Hello! The US Army used many vessels of all kinds during the War. Some are easy to do***ent,others not so. Does anyone have any information about the Foreign Liquidation Commission? It was involved in the sale of many of these vessel from the Wars end through,at least 1947. I am going to come at this from a different time frame,fill in the spaces, and come to this later. Does anyone have any information about the Eastern Steamship Co., and the SS Camden or SS Belfast? Thank you!


----------



## ben27 (Dec 27, 2012)

good day rmankty,m.today,05:07.us army ships in pacific ww2,i was on mini carriers in the pacific,we carried troops to the islands,when the war ended,we took the carrier to norfolk virginia.to the so called graveyard,they were purchased by private company's.converted to cargo vessels and served a futher 20 years at sea,hope this is of interest to you,regards ben27


----------



## Rmankty (Oct 30, 2014)

Thank you for your post! I have contacted NARA in College Park,Maryland. This is the archive that deals with ships. I am waiting for them to send me the information on the SS Comet. I hope they have complete records and photos-they have a separate email address for still pictures. I hope to find out if they did the same with the Comet(brought her to USA before sale). I have seen bits and pieces that indicated its possible the SS Comet and perhaps the SS Arrow and SS Meteor were used around the islands of Hawaii, at the end of the War,as inter-island ferries. I have real specific information about this SS Comet,from its construction until 1936-from there it is spotty so far.
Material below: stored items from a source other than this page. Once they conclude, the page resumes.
PR #1552, opened 2018-11-07
iozone_windows: Delete "mem=2048" from iozone_windows.cfg

peixiu:
iozone_windows cfg set mem=2048 before, but when the guest
min memory large then 2G, like win2016 need min memory 4G,
the job will be canceled.
It's better that let the guest use automatic allocation mem value.

id: 1633895


YongxueHong:
LGTM.

XueqiangWei:
LGTM,
Acked-by: xuwei@redhat.com

PR #1554, opened 2018-11-09
live_snapshot_chain: Flush data to disk before running system_reset

pingl2016:
QMP command 'system_reset' is issued after creating files in the guest. The
command has an effect similar to the physical reset button on a PC. But
filesystems may be left in an unclean state which causes the loss of data. Run
the command "sync" to flush the data to disk.

ID: 1642032

### DIFF
--- a/qemu/tests/live_snapshot_chain.py
+++ b/qemu/tests/live_snapshot_chain.py
@@ -7,6 +7,7 @@ from virttest import error_context
 from virttest import storage
 from virttest import qemu_storage
 from virttest import data_dir
+from virttest import utils_misc
 
 
 @error_context.context_aware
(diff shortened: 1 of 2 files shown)


qemu/tests/live_snapshot_chain.py
```diff
@@ -90,10 +91,12 @@ def cleanup_images(snapshot_chain, params):
     file_dir = params.get("file_dir")
     dir_create_cmd = params.get("dir_create_cmd")
     md5_cmd = params.get("md5_cmd")
+    sync_cmd = params.get("sync_bin", "sync")
 
     snapshot_chain = generate_snapshot_chain(snapshot_chain, snapshot_num)
     snapshot_chain = re.split(r"\s+", snapshot_chain)
     session = vm.wait_for_login(timeout=timeout)
+    sync_cmd = utils_misc.set_winutils_letter(session, sync_cmd)
```
hereischen: Do you need to check the `os_type` here?

qemu/tests/live_snapshot_chain.py
```diff
@@ -134,6 +137,10 @@ def cleanup_images(snapshot_chain, params):
                     session.cmd(file_create_cmd % image)
                     md5 = session.cmd_output(md5_cmd % image)
                 md5_value[image] = {image: md5}
+            status, output = session.cmd_status_output(sync_cmd)
+            if status != 0:
+                logging.error("Execute '%s' with failures('%s') " %
```
hereischen: A `test.error()` here?

pingl2016:
Tests passed on python 2 and python 3.

PR #1556, opened 2018-11-12
nvdimm: set vm_mem_limit to avoid vm mem larger than maxmem

yanan-fu:
id: 1648881


vivianQizhu:
@huangyum please help review, thanks.

PR #1560, opened 2018-11-16
balloon_in_use: update stress to avoid migration timeout

huangyum:
ID: 1650383

### DIFF
--- a/qemu/tests/cfg/balloon_in_use.cfg
+++ b/qemu/tests/cfg/balloon_in_use.cfg
@@ -70,3 +70,4 @@
             suppress_exception = no
             mig_speed = 512M
             pre_migrate = "mig_set_speed"
+            stress_args = "--cpu 4 --io 4 --vm 1 --vm-bytes 4M"


vivianQizhu:
@MiriamDeng Please help review, thanks.

vivianQizhu:
Should we need consider extend migration downtime for powerpc?

vivianQizhu:
Besides, I would recommend only reduce stress for migration case, for other case better keep original `--vm 2`. 
And I remember that previously when I test migration with stress, it sometimes even fail with `--vm 1 --vm-bytes 128M`, It depends on the bandwidth. Anyway for migration under stress, I suppose better 1. decrease the stress, 2. increase the migration speed, 3. increase the downtime.

MiriamDeng:
From my perspective,It is acceptable and reasonable if we only reduce stress for migration test.In this scenario,I prefer to reduce stress only and do default migration.Though we might hit timeout problem again even with lower stress,it is more important for us to cover default migration scenario.Perhaps,we need to find out a comparatively appropriate args for stress . What's your opinions ? Thanks.

vivianQizhu:
@MiriamDeng Any update about the requirement? Thanks.

huangyum:
@MiriamDeng As we talked before,  migration can't finish on p9 even without stress due to a known issue. So please help test on p8 to find out the appropriate stress args. Thanks.

MiriamDeng:
@huangyum,I tested it on P8 besides that it also can be tested on P9 as well if turning off THP beforehand.From my perspective,128M is not appropriate args so far,at least for ppc.How do you think if reducing this value further ? Thanks.

huangyum:
@MiriamDeng Sure, we need to mitigate the stress load, but I need the appropriate args which need your test result on ppc, then I will update it in the patch.

MiriamDeng:
It works while setting "--4M" on ppc,thanks.What's your opinions for this args ? Thanks.

vivianQizhu:
Based on the above discussion, I think we better deal with them separately, to specify lower stress only for ppc arch.

vivianQizhu:
@huangyum Make sense, I am merging it. Thanks.

PR #1561, opened 2018-11-16
pci_hotplug: set monitor type to HMP

rayx:
The test depends on "drive_add" command, which is only available in HMP.
Since virttest's monitor_type defaults to "qmp", the test should set the
parameter explicitly.

### DIFF
--- a/qemu/tests/cfg/pci_hotplug.cfg
+++ b/qemu/tests/cfg/pci_hotplug.cfg
@@ -6,6 +6,7 @@
     repeat_times = 1
     wait_secs_for_hook_up = 3
     hotplug_timeout = 360
+    monitor_type = human
     variants:
         - with_reboot:
             sub_type_after_unplug = boot


rayx:
@vivianQizhu Note the QMP command in your example is '__com.redhat_drive_add', a RHEL specific extension, not 'drive_add'. That's probably why you guys didn't notice the issue before :) I hit the issue while running the test with a version of QEMU compiled from upstream source. 

I agree that QMP is better than HMP in writing robust test. But in this case I think the only way to support these tests on all distributions is to use HMP.

PS: I don't know why QEMU developers don't implement drive_add in QMP, or if there is another command in QMP that does the same thing. There is a QMP command to list all QMP commands, but I can't remember it off the top of my head.

vivianQizhu:
> @vivianQizhu Note the QMP command in your example is '__com.redhat_drive_add', a RHEL specific extension, not 'drive_add'. That's probably why you guys didn't notice the issue before :) I hit the issue while running the test with a version of QEMU compiled from upstream source.
> 

I am not able to answer it, but for sure I won't accept switch the monitor type to hmp, we need test it via qmp. Maybe the possible solution is to use `"human-monitor-command"` when no proper qmp command support for drive hotplug.

> I agree that QMP is better than HMP in writing robust test. But in this case I think the only way to support these tests on all distributions is to use HMP.
> 
> PS: I don't know why QEMU developers don't implement drive_add in QMP, or if there is another command in QMP that does the same thing. There is a QMP command to list all QMP commands, but I can't remember it off the top of my head.

Guess you mean `{"execute":"query-commands"}`

PR #1562, opened 2018-11-16
dd_test: remove destroy vm operation

ybduan:
1. vm.destroy is not a mandatory step when dd_test is executed directly.
2. If dd_test is called as subtest in some other tests,
   caller's following steps may be interrupted
   for vm has been destroyed.

ID: 1650421


vivianQizhu:
@hereischen Would you please help review? Thanks.

vivianQizhu:
Thanks @ybduan @hereischen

I am hoping NARA fills things out! I will do more searching around Norfolk! Thank you for that information very much!


----------



## Rmankty (Oct 30, 2014)

I wanted to add this, I received an email with a photo of a ship sitting broadside moored to a pier,the caption says "USAT Comet 1907" and goes on to list facts about this ship that would lead to believe that the SS comet and USAT Comet is the same ship. Is there anyone who personally remembers, or has any knowledge of this ship? This is a perfect example of a ship's name being used too often,with not enough information to separate one from the other.Frustrating sometimes Thank you!


----------



## kewl dude (Jun 1, 2008)

You might like to contact the webmaster at

http://usmm.org/

he is a USAT veteran.

Greg Hayden


----------



## A.D.FROST (Sep 1, 2008)

Rmankty said:


> Hello! The US Army used many vessels of all kinds during the War. Some are easy to do***ent,others not so. Does anyone have any information about the Foreign Liquidation Commission? It was involved in the sale of many of these vessel from the Wars end through,at least 1947. I am going to come at this from a different time frame,fill in the spaces, and come to this later. Does anyone have any information about the Eastern Steamship Co., and the SS Camden or SS Belfast? Thank you!


CAMDEN 1907,COMET 1936,YA SUNG 1948 b/u HK 15.10.50

BELFAST 1909,ARROW 1936,Wk'd in tow off Ocean Park,Wa.(Puget Sound Astoria)http://www.wrecksite.eu/wreck.aspx?202713


----------